TASK DESCRIPTION
Show every line in the entries below where the word "that" appears.

BEGIN

PR #519, opened 2016-08-05

piradmin:
Changes reflect the proper method for CA certificate updating in current Linode Ubuntu environment. Previous method would appear to work in some browsers (Chrome,Firefox on desktop) and not others (Chrome mobile). Also failed Thawte installation test until I did it this way.


alexfornuto:
This looks great, thanks @piradmin!

PR #520, opened 2016-08-07
ncsa_auth not found change with basic_ncsa_auth

andhikamaheva:


alexfornuto:
Thanks for the correction. Can you cite a reference to this change? 

Additionally, the extra lines you added to the metadata do not belong, and would break the document if published.

andhikamaheva:
I tried it myself. : D @alexfornuto

PR #522, opened 2016-08-07
Installing and Configuring Samba On Ubuntu Server

YPTanjung:
This is my writing about installing and configuring samba on ubuntu server.


alexfornuto:
Per the latest update to https://github.com/linode/docs/blob/master/CONTRIBUTING.md, we're not currently accepting new submissions. Once the new submission process is in place, we'll update the repo again. Thanks!

PR #523, opened 2016-08-09
changed .gz to .xz

Swashy:
Arch Linux began switching over to .xz in 2010 because its better

https://www.archlinux.org/news/switching-to-xz-compression-for-new-packages/


alexfornuto:
Thanks @Swashy!

PR #534, opened 2016-08-12
Update install-lamp-on-ubuntu-16-04.md

maidentaiwan:
The mysql_secure_installation script is no longer necessary in MySQL 5.7 and above, and can actually cause problems: see https://bugs.launchpad.net/ubuntu/+source/mysql-5.7/+bug/1610574.


EdwardAngert:
Thanks @maidentaiwan!
I've created a duplicate of the PR (https://github.com/linode/docs/pull/547) so that I can merge it right into master (after another tweak or two on our end).
While this PR won't show as merged, the new one will and the master repo will show your contribution.

Thanks again for catching this!
Edward

maidentaiwan:
You're very welcome! I'm glad other people can benefit from the
head-scratching I went through to figure this out.

PR #1655, opened 2018-03-28
Add .idea pattern to gitignore

gilwi:
Add gitignore pattern for .idea folders
Remove ci/.idea folder introduced in #1528


.gitignore
```diff
@@ -32,3 +32,4 @@ Thumbs.dbi
 *.elc
 .\#*
 *.sublime-workspace
+**.idea
```
GuessWhoSamFoo: `.idea/` should work fine or maybe `**/.idea`. The current glob pattern might be confusing.

PR #1662, opened 2018-04-01
IPv6 overview: remove incorrect/misleading section

kenyon:


cwlinode:
Thank you. We've updated the page in a different pull request.

PR #1671, opened 2018-04-04
Update NixOS guide for 18.03

nixy:
NixOS just had their 18.03 release and I went through this guide confirming that everything still works.

I didn't run into any issues, so the content is still fine I would just like to bump the modified date and version mentioned inside so people know this is maintained.


GuessWhoSamFoo:
@nixy Thanks for updating! 👍

PR #1680, opened 2018-04-10
[NEW] String Manipulation in Python 3

Jskobos:


GuessWhoSamFoo:
Looks like https://docs.python.org/3.6/library/string.html#format-specification-mini-language is left out intentionally. The document is not to be an exhaustive reference, but there should be discussion on what it is trying to accomplish (seems to be an advertisement for f strings)

PR #1683, opened 2018-04-10
Markdown parser for enforcing style and formatting

GuessWhoSamFoo:
This is the pre-alpha script to redo the awkward pytest parsing.

- [x] Move the remaining functionality from pytest over to this script
- [x] Add tests with sample markdown in `data/`
- [x] Decide whether redirect sweeps via scrapy should be handled elsewhere
- [x] Move redirect sweeps to an entirely different test
- [ ] Fix globbing with case sensitive extensions
- [ ] Define exactly what should return an exit code of 1

Would be super nice to have:

- Regex to capture image paths and check for unused assets
- Stack implementation to check for spacing on numbered lists
- Enforce `-` rather than `_` on URLs

### DIFF
--- a/ci/blueberry.py
+++ b/ci/blueberry.py
@@ -264,11 +264,15 @@ class Reporter(object):
                              self.get_yaml_error_count()
         return self.total_errors
 
+    def rule_count(self):
+        return len(list(itertools.chain(*_validate.values())))
+
     def report(self):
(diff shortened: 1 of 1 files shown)


GuessWhoSamFoo:
Remove `.pytest_cache/` and add to gitignore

END

ANSWER SPACE
I've created a duplicate of the PR (https://github.com/linode/docs/pull/547) so that I can merge it right into master (after another tweak or two on our end).
NixOS just had their 18.03 release and I went through this guide confirming that everything still works.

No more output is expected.